Thirty years ago China may have turned to global development banks for help cleaning up surging bad debts. In 2015, it’s tapping Internet billionaire Jack Ma.
Ma’s Alibaba Group Holding Ltd. will cooperate with the biggest state-owned loan restructurer to dispose of more than 4 billion yuan ($645 million) of nonperforming assets on its online shopping platform Taobao. China Cinda Asset Management Co., which announced the tieup with Ma last week, saw profits rise 32 percent to a record in 2014.
China’s nonperforming loans climbed by an unprecedented 140 billion yuan in the first quarter to 982.5 billion yuan, the most since 2008 and almost the size of Vietnam’s economy. UBS Group AG and Standard Chartered Plc. are among companies that bought stakes in Cinda before its 2013 public share sale as a stepping stone into the distressed asset market. Cinda’s market value of $23 billion is now larger than KKR & Co.’s $19.1 billion.

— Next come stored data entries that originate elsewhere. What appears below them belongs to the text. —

PR #979, opened 2022-04-01
FIX: preserve WM segments in rodents

eilidhmacnicol:
In rodents, the proportion of WM and CSF are much smaller than in humans, and the spatial distribution of WM in particular is much thinner. Additionally, switching from FAST to Atropos for segmentation (f0dae1a07a05ca5d69c1d305f46c602bb237908f) results in fewer voxels with WM probabilities > 0.9 in some subjects.

Thus, eroding segmentations (WM segments in particular) and high binarising thresholds was generating empty images that caused the summary statistics to fail in a subset of subjects from a large dataset of T2w images. The proposed changes only apply when the `--species` flag is not set to the default `human` so it shouldn't impact most use cases.

### DIFF
--- a/mriqc/interfaces/anatomical.py
+++ b/mriqc/interfaces/anatomical.py
@@ -74,6 +74,7 @@ class StructuralQCInputSpec(BaseInterfaceInputSpec):
     in_fwhm = traits.List(
         traits.Float, mandatory=True, desc="smoothness estimated with AFNI"
     )
+    human = traits.Bool(True, usedefault=True, desc="human workflow")
 
 
 class StructuralQCOutputSpec(TraitedSpec):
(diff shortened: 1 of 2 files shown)


mriqc/interfaces/anatomical.py
```diff
@@ -109,7 +110,12 @@ class StructuralQC(SimpleInterface):
 
     def _run_interface(self, runtime):  # pylint: disable=R0914,E1101
         imnii = nb.load(self.inputs.in_noinu)
-        erode = np.all(np.array(imnii.header.get_zooms()[:3], dtype=np.float32) < 1.9)
+        if self.inputs.human:
+            erode = np.all(
+                np.array(imnii.header.get_zooms()[:3], dtype=np.float32) < 1.9
+            )
+        else:
+            erode = False
```
oesteban, line 118:
```suggestion
        erode = np.all(
            np.array(imnii.header.get_zooms()[:3], dtype=np.float32) < 1.9
        ) if self.inputs.human else False
```

oesteban (approved):
LGTM - minor stylistic suggestion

“The volume of bad loans in the economy has reached the point where the banks need to be innovative,” said Simon Gleave, a partner in charge of KPMG Llp.’s Asia-Pacific financial services practice in Beijing. “A lot of expertise resides with the asset-management companies and banks have to decide what’s the best way to maximize value.”
New player
A Taobao spokesman, who asked not to be identified, said the company is “very excited” by the cooperation designed to create an Internet-based nonperforming assets market and allow users to invest on a national scale. Two calls and an e-mail to Cinda’s investor relations department went unanswered.
Cinda already sold two bad loans on Alibaba’s retail site Taobao in April for a combined 24.5 million yuan, according to a China Banking Regulatory Commission statement at the time. Four more were auctioned last month for 31.4 million yuan.
One of the soured loans auctioned in May was originally from Agricultural Bank of China Ltd. with a clothing company in the eastern Zhejiang province as the debtor. Cinda disclosed details such as the name of the borrower, the principal amount, accrued interest and guarantors of the loan on Taobao. Bidders were advised to look at the loan documents and check the collaterals before auction. Both individuals, as well as institutions, were allowed to bid.
Price discovery
“Alibaba’s online loan auction platform broadens the investor base for bad loans and, therefore, will lead to better price discovery for distressed assets,” said Liao Qiang, a banking analyst at Standard & Poor’s in Beijing.
The legal complexities involved in unwinding such debts and the need to divulge information publicly may limit growth in online auctions, according to KPMG’s Gleave.
“Alibaba’s auction site is just a market place,” he said. “Whether that’s a good way to trade bad debts is still to be seen.”
As banks rush to sell troubled assets, the supply of bad loans on the market is outpacing demand, leading to a fall in prices, according to Victor Jong, a partner in PricewaterhouseCoopers Llp.’s business recovery services practice in Shanghai. Compared with the 30 to 40 cents on the dollar banks got for their bad debt between 2001 and 2007, prices have dropped to less than 10 cents in some cases, Jong said.
That’s contributing to the record profits among the asset- management firms. Cinda recorded net income of 11.9 billion yuan last year. Its shares have jumped about 26 percent over the last 12 months, beating a 19-percent advance in the benchmark Hang Seng index.